Then at last I dared not hold the attraction longer. With all the tiny plates in my suit electronized to full repulsion, I began slackening my fall. Still I had not glimpsed Carson. Disappointment was within me. What a long chance was this! A five-hundred-mile hemisphere of utter desolation. No food; no water. And I had no weapons or instruments, save the single little paralyzer-gun which I had snatched from the deck when I recovered my senses. I was beginning to be sorry now that I had so hastily left the Seven Stars. No chance of getting back; the die was cast, here on little Asteroid-9 pitted against this resourceful, youthful astonishing Interplanetary murderer.

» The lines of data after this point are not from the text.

PR #261, opened 2020-08-26
Fix debug code related to Digest setting

HuongNV13:
- Do not execute this event if we change from No digest to Daily/Weekly. This will fix: Undefined variable: timetosend
 - Use the correct format for strtotime function. This will fix: Notice: A non well formed numeric value encountered

Thanks,


timhunt:
https://github.com/frankkoch/moodle-mod_studentquiz/pull/261/commits/6b71549054fbdf6ccc41d032591319fa98f8db89?w=1 is a clearer link to review. Change makes sense to me, but I don't know this area of the code very well.

PR #262, opened 2020-08-26
Sometime event cannot bind to State change combobox

HuongNV13:
Only bind the combo box event once the page loaded


timhunt:
https://github.com/frankkoch/moodle-mod_studentquiz/pull/262/commits/1f8375811c2b7da52f8d3477e68b8ea17c5f22e3?w=1 makes the change easier to see. Looks right to me.

PR #277, opened 2020-10-13
fix #275, allow a user to see his own question, even when hidden

### LINKED ISSUE #275: students do not see their own questions after saving
We operate an instance of Moodle 3.8 which is hosted centrally by the German state, so we have no access to the database. A great tool so far. Since the update from 3.7 to 3.8 when creating a new StudentQuiz in version 4.3.2 (old variants from 3.7 no longer exist), students do not see their own questions after saving, regardless of the filter setting. Students can only edit it again after the teacher has confirmed the question and then changed it to changed.

The steps to understand:

1 Click as student “Create new question” and create any question,
2 Filling in the question, title test question,
3 Save,
4 List shows no entry for test question, regardless of the filter,
5 teacher sees new question test question and confirms and then changes to changed,
6 only then a student can edit his question.

However, the behavior as described in https://tube.switch.ch/videos/8194aa08 from 8:20 min is desirable. What can I do?
krueuw

dionysius:
The question bank column classes really need an overhaul to **correctly escape** input data!


dionysius:
This PR should simplify the use of the "current" user and studentquiz id in the question bank column queries. First it improves maintainability by not needing to define those all the time, and secondly in case additional sanitation has to be made, it is in a well defined place.

Moodle has the option to use `:variablename` in queries, but unfortunately you cannot use that multiple times. This way, you have a joined "table" `current` providing those fields as static select elements and you can always use those as conditions for further joins. I expect the performance also to be as the database can earlier filter the joined tables according to the join conditions. But that statement is just from expectation, there's a chance that I'm totally wrong and its worse and thus needs to be tested as well.

dionysius:
```
TEST_PERF: create 1 instances
TEST_PERF: initialization complete
TEST_PERF: displaying question bank took 0.21114706993103 s
TEST_PERF: create 10 instances
TEST_PERF: initialization complete
TEST_PERF: displaying question bank took 0.52533197402954 s
TEST_PERF: create 100 instances
TEST_PERF: initialization complete
TEST_PERF: displaying question bank took 0.23308610916138 s
```

But this approach doesn't like pgsql. Putting PR aside for a bit

timhunt:
I don't see why this would not work in Postgres. Perhaps you need to add `ON 1 = 1`?

In studentquiz_bank_view.php, you should be able to do `JOIN (SELECT ? as userid, ? as studentquizid) current` and put those values in the $params array.

dionysius:
> I don't see why this would not work in Postgres. Perhaps you need to add ON 1 = 1?

I can give that a try.

> In studentquiz_bank_view.php, you should be able to do JOIN (SELECT ? as userid, ? as studentquizid) current and put those values in the $params array.

Yes definitely, now we can do that.

PR #286, opened 2020-11-02
Support adaptive question types

### LINKED ISSUE #213: Last attempt in adaptive mode
Hello,

I use the StudentQuiz module, which allows students to use a mechanism for synthesizing knowledge through questions in a competitive and social environment. I love this module.

However, when trying to use the CodeRunner module in which questions are run in adaptive mode (as they provide immediate feedback), the last answer to the question is always marked as always wrong.

I attach an image that indicates this behavior.

Thank you for your support!

dionysius:
This PR gives StudentQuiz support for adaptive question types like CodeRunner (fixes #213).

StudentQuiz prefers when the question type supports immediate feedback and provides such option to the question engine when constructing the quiz (which later forwards that to the question type).

While many core Moodle question types can do both modes, they behaved with immediate feedback, because StudentQuiz preferred it to do so.

StudentQuiz now supports question types forcefully doing adaptive. I tried to keep the "adaptiveness" of the questions by "finishing" these types of questions only when navgating further - allowing a student to improve the answer before the attempt is recorded.

The effective score doesn't matter, just the resulting state after "finishing" the question.

This support needed some tweaks to detect that a question has been at least answered in the current attempt, because rating, commenting and overall navigating were dependent on that state.

I suggest to also rewrite the rating save code by removing save.php and making a service target for adding a rating.


timhunt:
I just had a quick look at the changes here. I can't say that I have done a full review, but they seem like they are are probably right.

dionysius:
Thank you for your review. I've not observed any double attempts of the same questions manually and is also proven by the tests. The most flaky part might be the detection of `isanswered` if a plugin qtype for whatever reason already adds another attempt step than the first one automatically added by the question engine.

I really like to do at least a test with some question being forcefully adaptive, but we don't have much ready in the unit tests regarding a running quiz and it's quite difficult to do in behat. My best bet is currently behat where I have a small version of run_quiz.feature where I set question(s) with moodle core qtypes forcefully to adaptive using a custom behat expression.

My biggest question to you: Is the defined "adaptiveness" sufficient to you? Currently it finishes the question only when the student clicks on Abort, Next or Finish. The attempt is only recorded when the question got finished. If someone just closes the tab, this attempt is lost.

timhunt:
Ah! you should definiely NOT look at the sequence count. E.g. in CodeRunner the Precheck button will add a step.

You should just look at $laststate. If $laststate is question_state::$invalid or question_state::$todo, then it is not done, otherwise it is. ... I think. ... No, that is not right. Adaptive only goes to 'Complete' state when you have got the question right.

OK, how about this: 
```
$hasanswered = false;
switch($questionusage->get_question_state($slot)) {
    case question_state::$gradedpartial:
    case question_state::$gradedright:
    case question_state::$gradedwrong:
    case question_state::$complete:
        $hasanswered = true;
        break;
    case question_state::$todo:
    default:
        $hasanswered = false;
}
if (!$hasanswered && method_exists($questionusage->get_question_attempt($slot)->get_behaviour(), 'get_graded_step')) {
    $hasanswered = null !== $questionusage->get_question_attempt($slot)->get_behaviour()->get_graded_step();
}
```

That should work for adaptive and adaptive_adapted_for_coderunner

dionysius:
I really appreciate your help! It feels so good to get my thoughts out to someone before I merge stuff. Back to the topic:

Unfortunately, I've seen it first hand on my local installation, if someone answers CodeRunner wrongly, the **state of the question is still todo**! :disappointed: Otherwise I would've already implemented a form of your suggestion.

timhunt:
Sorry, I gave no explanation of why my suggested code might be sensible.

The point is, knowing what the steps in an attempt really mean is something that only the behaviour can do.

Now, at a basic level, that meaning is communicated thorough the question_attempt state, but that is optimised for what the quiz navigation needed when this was first implemented. Still, for almost all question behaviours, it works for us.

The ony behaviour is is not really working for are the adaptive-derived ones, and those behaviours all seems to have a get_graded_step method, which will tell us what we want to know: has a response been submitted for grading successfully. So, if other tests fail, we look to see if that method exists, and if it does, we call it.


Incidentally, in your code that hard-codes the test for essay and descriptions. Again, it would be theoretically more correct to look at the behaviour, not the question type. That is, you should do something like

```php
$behaviour = $questionusage->get_question_attempt($slot)->get_behaviour();
if ($behaviour instanceof qbehaviour_informationitem || $behaviour instanceof qbehaviour_manualgraded) {
   // ....
}
```

This would work for third-party questoin types that work like essay or description. E.g. our https://moodle.org/plugins/qtype_recordrtc.

dionysius:
Thank you for the explanation! The code of StudentQuiz is often from a big while ago where we or the previous devs didn't find out all the quirks. So it's always very valuable to have you here :+1: 

I'll update the detection of the first answering and the exclusion of "non-functional" questiontypes

dionysius:
- `$behaviour instanceof qbehaviour_adaptive` guarantees that this class must have a method `get_graded_step()`
- allowed qtypes are filtered by `is_real_question_type()` and `is_manual_graded()`

PR #478, opened 2023-11-17
Incompatible with 403

ewallah:
Make sure MOODLE_403 users do not upgrade.


leumas700:
Do you know when this will be fixed? I plan on upgrading to 4.3 at the end of December.

qchan-mindfield:
Is this patch going to be fixing question bank categories parenting themselves and disappearing from front-end? This seems to be a long running issue. We've had to go into our db to correct this a couple times now.

PR #487, opened 2024-04-17
[M4.3] Default activity completion page in Couse completion setting b…

danghieu1407:
…roken #778312

Hi @timhunt,
I have added the suffixed name for the function add_completion_rules if the Moodle version is greater than  4.2.
Due to behat function being deprecated in 4.4, I have added a new behat function to support all versions.
I have updated the behat fail of studentquiz. Step "And I click on "New" "link" because in Moolde 4.4, we have a link "new section" which causes the behat to click the wrong link.
Could you please have a look at this change? Many thanks.


timhunt:
The actual fix is good.

The Behat changes are a problem. behat_course::i_add_to_section was added in Moodle 4.1 (MDL-79029). No need to define a custom Behat step.

We can drop support for Moodle 4.0 now. It has not been supported by Moodle for ages: https://moodledev.io/general/releases.

danghieu1407:
Hi @timhunt,
I have remove the 4.0. Also I have removed the custom behat and updated the behat.
Could you please have a look for this change? Many thanks

PR #491, opened 2024-05-21
StudentQuiz: The marker bullets are overlapping #787208

danghieu1407:
with the placeholder text in the comment textbox

Hi @timhunt,
This ticket is ready for review.
I have created a new function, ```setPlaceholder```, to set a placeholder when the editor is empty.
I have also added a new condition for the mutation. Previously, when we reloaded the page and then inserted a line break using "Enter", if we deleted the line break and pressed "Space", the mutation would not trigger. To address this, I added a new condition.
Additionally, I have created a regex to handle specific cases. If it matches, it means the data in the editor is empty.
Could you please review these changes? Many thanks.


timhunt:
Note for future reference: `element.dataset.placeholder = placeholder` is better than `element.attr('data-placeholder', placeholder)`.

But, I will  merge this as is, because the code is consistently using the less good style.

PR #501, opened 2024-08-28
StudentQuiz: Implement Fast filter UI redesign

vuvanhieu143:
Hi @timhunt, this ticket is ready for peer review.

Here’s what I’ve done in this ticket:
- Moved all the filter condition fields into separate groups so we can loop through each group. Conditions within the same group are connected with OR, while conditions in different groups are connected with AND.
- For the state_column_name string: I know it’s not consistent with other strings, but do I need to create a new string for that label?
- Added two new buttons: Mine and Answered.
- Removed some Behat tests using XPath and moved them to filter.feature. I don’t think we need to test all states like before, but  I’d appreciate your opinion. Do you think the current tests are sufficient?
- Addressed a Behat failure related to client-side validation.

Thanks!


AnupamaSarjoshi:
Thank you for working on this issue. The changes look great and have been merged.

PR #505, opened 2024-09-28
Removing margin-right in favour of Bootstrap classes.

lucaboesch:
This uses bootstrap classes instead of 5px hard coded margin.


vuvanhieu143:
Thank @lucaboesch , I forgot about this. merged.

PR #508, opened 2024-10-09
Defect 828690: Behat: mod/studentquiz (tt) - Test delete comment feat…

BruceGoodGuy:
Hi @AnupamaSarjoshi,
CC @timhunt,

I have completed the development for this ticket. The Behat failure was caused by an issue where, (maybe) due to network instability, the Tiny editor wasn't fully loaded when we tried to set the event listener, resulting in the event not being properly attached. To fix this, I’ve updated the initBindEditor method to ensure that the Tiny editor is fully loaded before proceeding with further actions.

Additionally, I’ve disabled the "Add reply" button initially, as the reply content is always empty at the start, to keep it consistent with the behavior of the "Add comment" button.

Please note, the JavaScript code in this file isn't written in a modern style, so I have not converted it to ES6. I believe this can be resolved in a separate ticket later on.

Could you please review the changes?

Thanks.


AnupamaSarjoshi:
Thanks so much @BruceGoodGuy. This looks good and is merged :)

PR #510, opened 2024-11-06
StudentQuiz: The comment/reply input field still displays the entered…

BruceGoodGuy:
Hi @AnupamaSarjoshi ,

After investigating, I found that the issue is related to the Auto Save feature in TinyEditor. Since the comment editor's ID stays the same after a user creates a comment, the draft content is automatically retrieved each time, leading to this issue.

To fix this, I used the `removeAutosaveSession` method (available in TinyEditor) to clear the draft content whenever a user successfully adds a comment.

Could you please review this update?


AnupamaSarjoshi:
Thanks @BruceGoodGuy for working on this issue. The changes look good to me and merged upstream.

PR #8, opened 2020-05-12
Add access_token to the logged output.

julianpas:
Useful for some experimentation with this code.

### DIFF
--- a/static/idp.html
+++ b/static/idp.html
@@ -21,6 +21,7 @@
 	    console.log(profile.getName());
 	    console.log(profile.getEmail());
 	    console.log(user.getAuthResponse().id_token);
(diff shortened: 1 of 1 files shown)


julianpas:
Btw I am working on getting my own web app for testing so this should be the last time I need to ask for a pull request to your repo :)

I am Julian from the enterprise team btw in case you are wondering who this is :)

asr-enid:
Just became aware of the stub code here, because of this PR. I would be good to discuss access_token handling with this API separately while speaking of it. We would not want access_tokens to our backends handled client side without a better understanding of the security implications . Does Google have an opinion on that?

dj2:
I'm going to close this due to lack of reply. Feel free to re-open if this is still an issue.

PR #21, opened 2020-07-14
Create privacy_threat_model.md

kenrb:
Add a proposed privacy threat model for federated identity.


privacy_threat_model.md
```diff
@@ -0,0 +1,75 @@
+*WebID Privacy Threat Model*
```
samuelgoto, line 1: may be worth having your github handle here somewhere as the author to allow people to find the domain expert easily.

PR #32, opened 2020-08-18
change problem links to readme doc

samuelweiler:
I think this is what you intended?  Maybe?


HowardWolosky:
I was noticing the same thing when reviewing it.  You missed two others:

https://github.com/WICG/WebID/blob/f7b12b81892bc9210fda807a9ecd3567d4b15a78/design.md#L45

https://github.com/WICG/WebID/blob/f7b12b81892bc9210fda807a9ecd3567d4b15a78/design.md#L226

PR #37, opened 2020-10-08
Add delegation api

majido:
Adds basic explanation for delegation based API.

TODO:
 - explain main sign up sequence 
 - Add diagram for flow
 - link from main solution document.


kenrb:
lgtm

PR #38, opened 2020-10-08
Mediation oriented api

samuelgoto:


mediation_oriented_api.md
```diff
@@ -0,0 +1,29 @@
...
+
+# Benefits
+
+- Fewer prompts compared to the [Permission-oriented](consumers.md#the-permission-oriented-variation) variation
+- Prompts are "functional" (part of a decision the user has to make) rather than "informational" (speed bumps)
+- The browser has the ability to control the defaults
+
+# Challenges
+
+- Browsers need to become opinionated about sign-in and the subset of flows that enables it.
```
majido, line 28: nit: s/enables/enable

majido, line 28: Is ossification a separate challenge or something that follows from this?

majido (approved):
lgtm % nits

mediation_oriented_api.md
samuelgoto: "enables" refers to the "subset" (not to the preprositional phrase "of flows") which is a singular?

samuelgoto: i think it is the same thing. i'll add a link to the terminology doc.

samuelgoto: ah, there isn't one ... i guess we should create an entry somewhere for ossification. will do that separately.

PR #39, opened 2020-10-08
Update permission_oriented_api.md

kenrb:


kenrb:
@samuelgoto This moves any additional details (and the mock) from consumers.md to permission_oriented_api.md, leaving only a high-level description in consumers.md. If this lgty then we can take a similar approach with other two variations.

samuelgoto (approved):

samuelgoto:
I think it would be worth keeping the mocks in both places because they tell a lot of the story at high density, but I can add them back after this PR.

What was Carson's plan? Escape from the ship had been a desperate necessity for him, of course. And my memory was back to the fragments I had heard between him and Brenda. I could understand them better now! They had planned from the beginning to escape to Asteroid-9! And poor little Brenda, entangled in this criminality with her brother, had left the ship first, and met her death. Memory of the map they had had came suddenly to me. I had it in my pocket now; I tried to conjure what it had looked like. Outlines of mountains; the word Andros. Was that the name of one of the asteroid's mountain peaks? Probably it was. I cursed myself for my ignorance. The Phantom raider probably was based upon this desolate asteroid. A hide-out here, with food and water and possibly with some of the raiders' men living here. And Carson was dropping now to join them.

What chance had I against a layout like that?

But I had no choice now but hurtle downward, trying to check my descent as best I could. For a time, as I came out from under the clouds, with the dark, fantastic surface of naked, ragged little peaks no more than twenty or thirty thousand feet down, it seemed that I had been too brash; I was dropping too fast; never would I be able to check it. I would crash....


But that, too, was an error, born of my momentarily despairing thoughts. I was presently poised, some ten thousand feet up. The highest of the little peaks was no more than half that. They stood in a tumbled mass—jagged needle-spires—rocks and buttes and great round-top boulders, with ravines and gullies between them. Scene of utter, naked desolation, convulsed landscape, frozen into immobility.

And suddenly my heart was pounding with abrupt exultation. Far down, where the starlight and Earthlight bathed a little peak, I saw the speck which was the descending Carson! Just for a second the tiny outline of his bloated suit was clear against the background of a shining rock. Then he dropped into an inky shadow and was gone again.

I tried to mark the spot. A little triplet of spires, standing like sentinels above a small dark valley. Was that Andros, a landmark here? Probably it was.

I was down in perhaps another half hour, with the triplet of spires standing up against what was now a sullen sky of broken leaden clouds through which the starlight and Earthlight fitfully shone. I had landed, by all that I could judge, about half an Earth-mile from where Carson had dropped. Had he seen me coming down above him? Perhaps. Perhaps not.

With my helmet off, and with my lungs panting as they tried to adjust themselves to the weird air, I crouched for a moment in the shadow of a rock, peering, listening. There was nothing. It seemed a dead world, myself its only inhabitant—a silence so utter that my own breath, my pounding heart were roaring in my ears.